CITTÀ SANT’ANGELO. Proseguono i sopralluoghi dei consiglieri di opposizione della lista “Insieme per Città Sant’Angelo-Pd” nei quartieri e nelle contrade della “città che non va”. Nei giorni scorsi l’...

CITTÀ SANT’ANGELO. Proseguono i sopralluoghi dei consiglieri di opposizione della lista “Insieme per Città Sant’Angelo-Pd” nei quartieri e nelle contrade della “città che non va”. Nei giorni scorsi l’intervento dei quattro consiglieri Tonino Melchiorre, Patrizia Longoverde, Mauro Patrizii e Catia Ciavattella ha interessato la strada Lungofino, tristemente nota per l’abbandono abusivo di rifiuti da parte di inquinatori senza scrupoli.
«Con nota del 18 ottobre scorso», scrivono all’amministrazione comunale i quattro consiglieri «segnalavamo la presenza di rifiuti abbandonati in alcune zone del territorio, richiedendo l’adozione di ogni misura e intervento di competenza, sollecitando azioni di presidio e controllo del territorio.
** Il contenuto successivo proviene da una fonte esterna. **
PR #45, opened 2018-06-28
OCLOMRS-59: Search through all the concepts in a dictionary

emasys:
# JIRA TICKET NAME:
[As a user, I should be able to search through all the concepts in a dictionary](https://issues.openmrs.org/browse/OCLOMRS-59)

# Summary:
A user should be able to search through all the concepts in a dictionary. Also, a user should be able to filter search results. Filtering should be based on sources and classes.


src/components/dictionaryConcepts/containers/DictionaryConcepts.jsx
```diff
@@ -29,22 +34,110 @@ export class DictionaryConcepts extends Component {
...
   };
 
   constructor(props) {
     super(props);
     this.state = {
       conceptsCount: getTotal(),
+      searchInput: '',
+      filterList: [],
     };
+    autoBind(this);
```
mwaz: maybe developer politics but I still think declaring this to apply to all functions might not be very effective, imagine a scenario where a developer does not know all the functions are bound by this statement. autobind('functionName1', 'functionName2, 'etc') is more recommended.

emasys: You're right. But at the moment all the methods in the `class` in question need to be bound, If that changes in the future then we would consider binding the methods individually. Binding the methods individually now would defeat the purpose of using the `auto-bind` pkg. However, thank you for your feedback. @mwaz

shakirandagire:
LGTM

dkayiwa:
Some merge conflicts here.

src/redux/reducers/ConceptReducers.js
```diff
@@ -1,28 +1,49 @@
-import { IS_FETCHING, FETCH_CONCEPTS, FETCH_DICTIONARY_CONCEPT } from '../actions/types';
-import { filterSources, filterClass } from './util';
+import * as types from '../actions/types';
```
dkayiwa: Did you take a look at this? https://wiki.openmrs.org/display/docs/Java+Conventions#JavaConventions-Donotusewildcardimports

emasys: Fixed. @dkayiwa

PR #49, opened 2018-07-04
OCLOMRS-62: Fix Redux logger logging on production environment

shakirandagire:
# JIRA TICKET NAME:
[OCLOMRS-62: Fix Redux logger logging on production environment](https://issues.openmrs.org/browse/OCLOMRS-62)

# Summary:
The `redux-logger` logs on production environment which should not be so because of security reasons.

### DIFF
--- a/package.json
+++ b/package.json
@@ -33,7 +33,7 @@
     "react-tooltip": "^3.6.0",
     "redux": "^4.0.0",
     "redux-logger": "^3.0.6",
-    "redux-mock-store": "^1.5.1",
+    "redux-mock-store": "^1.5.3",
     "redux-test-utils": "^0.2.2",
     "redux-thunk": "^2.2.0"
   },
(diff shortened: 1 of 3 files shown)


package.json
```diff
@@ -33,12 +33,12 @@
...
     "redux": "^4.0.0",
     "redux-logger": "^3.0.6",
-    "redux-mock-store": "^1.5.1",
+    "redux-mock-store": "^1.5.3",
     "redux-test-utils": "^0.2.2",
     "redux-thunk": "^2.2.0"
   },
   "scripts": {
-    "start": "react-scripts start",
+    "start": "set NODE_ENV=dev && react-scripts start",
```
emasys: I don't know if the new addition to line 41 is necessary, apart from that, PR looks good to me.

shakirandagire: I had put it to explicitly state the environment.
I have since removed it because the environment without it being put in the script

PR #52, opened 2018-07-04
OCLOMRS-64: Implement the UI for Previewing a concept.

hadijahkyampeire:
# JIRA TICKET NAME:
[OCLOMRS-64: Implement the UI for Previewing a concept.](https://issues.openmrs.org/browse/OCLOMRS-64)

# Summary:
- This involves working on the UI that appears when a user selects the concept to be added to a dictionary.
- Create a modal that first shows the user all about the concept they are about to add to their dictionary.

### DIFF
--- a/src/components/dashboard/components/concepts/ConceptModal.js
+++ b/src/components/dashboard/components/concepts/ConceptModal.js
@@ -1,0 +1,41 @@
+import React from 'react';
+import PropTypes from 'prop-types';
+
+const AddConceptModal = props => (
+  <div>
+    <div className="modal fade concept-modal" id={`conceptPreview${props.id}`} tabIndex="-1" role="dialog" aria-labelledby="exampleModalLabel" aria-hidden="true">
+      <div className="modal-dialog" role="document">
+        <div className="modal-content">
+          <div className="modal-header">
+            <h5 className="modal-title" id="exampleModalLabel">{props.display_name} Preview</h5>
+            <button type="button" className="close" data-dismiss="modal" aria-label="Close">
+              <span aria-hidden="true">&times;</span>
+            </button>
+          </div>
+          <div className="modal-body">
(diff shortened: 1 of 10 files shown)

Tra le strade per le quali era stato richiesto l’intervento», prosegue la lettera dei consiglieri di opposizione «era ricompresa quella corrispondente al vecchio tracciato veicolare della strada Lungofino, posta in curva, prima della Soccam (direzione Elice), ove era stato individuato un cumulo di rifiuti ingombranti (materassi, poltrone) misto a sacchi contenenti rifiuti solidi urbani. In occasione di un recente sopralluogo», continuano i quattro «abbiamo potuto constatare che i rifiuti sono stati rimossi, ma al loro posto, purtroppo, ora giacciono rifiuti speciali consistenti, in gran parte, in paraurti di autovetture, evidentemente abbandonati, da ignoti, in violazione delle norme ambientali che disciplinano lo smaltimento dei rifiuti. Al fine di prevenire e inibire ulteriori condotte simili», sottolinea l’uomo «e che il tratto di strada si trasformi in una discarica, si propone di intercludere il vecchio tracciato mediante delimitatori stradali tipo new jersey o altri congegni similari».
I consiglieri di opposizione, quindi, oltre a chiedere la disponibilità a dare delucidazioni sul caso della discarica, chiedono all’amministrazione su come intenda intervenire nelle prossime opere per salvare il patrimonio storico e artistico.